DESCRIPTION OF THE TASK>
Go through the records and filter out every line lacking the word "LGTM"; copy the lines that remain.
==== MATERIAL PROVIDED
PR #2140, opened 2023-01-04
Deprecate constructing BucketScript and BucketSelector with invalid data

franmomu:
Reference: https://github.com/ruflin/Elastica/pull/2138#discussion_r1060332200

These parameters will be mandatory in 8.0


ruflin (approved):
LGTM

PR #2142, opened 2023-01-15
PHP8: Use match expression

franmomu:
Since we are using PHP 8 we can modernize the code a bit.

This has been done with `rector` locally.


ruflin (approved):
LGTM

Not sure why codecov complains.

PR #2147, opened 2023-02-26
Remove deprecated index creation options

franmomu:
Replaces https://github.com/ruflin/Elastica/pull/2134

Using the work done in https://github.com/ruflin/Elastica/pull/2134 and fixed issues found by phpstan


ruflin (commented):
Change LGTM. I'm less concerned about this change here then in https://github.com/ruflin/Elastica/pull/2148 because I expect `create` to be used less but also lets wait on the conclusion in https://github.com/ruflin/Elastica/pull/2148 before merging this one to potentially have it aligned.

Code LGTM.

franmomu:
I think in this case is fine like this since it was deprecated to pass `null`, so the user has probably already changed its code.

ruflin (approved):
Lets get this in. If there is a lot of push back we can still enable it later again.

PR #2148, opened 2023-02-26
Remove deprecations passing $options as int

franmomu:
The deprecation was only in `Search::setOptionsAndQuery()` method, but it affected the other ones.


ruflin (commented):
This is one of the changes I wonder how big the impact will be. I like the change but I wonder if we should still allow `null` to be passed in:

```
$index->search('hans', null, Request::GET);
```

I expect that is something quite a few will use instead of 

```
$index->search('hans', [], Request::GET);
```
========
ANSWER TO THIS TASK>
LGTM
LGTM
Change LGTM. I'm less concerned about this change here then in https://github.com/ruflin/Elastica/pull/2148 because I expect `create` to be used less but also lets wait on the conclusion in https://github.com/ruflin/Elastica/pull/2148 before merging this one to potentially have it aligned.
Code LGTM.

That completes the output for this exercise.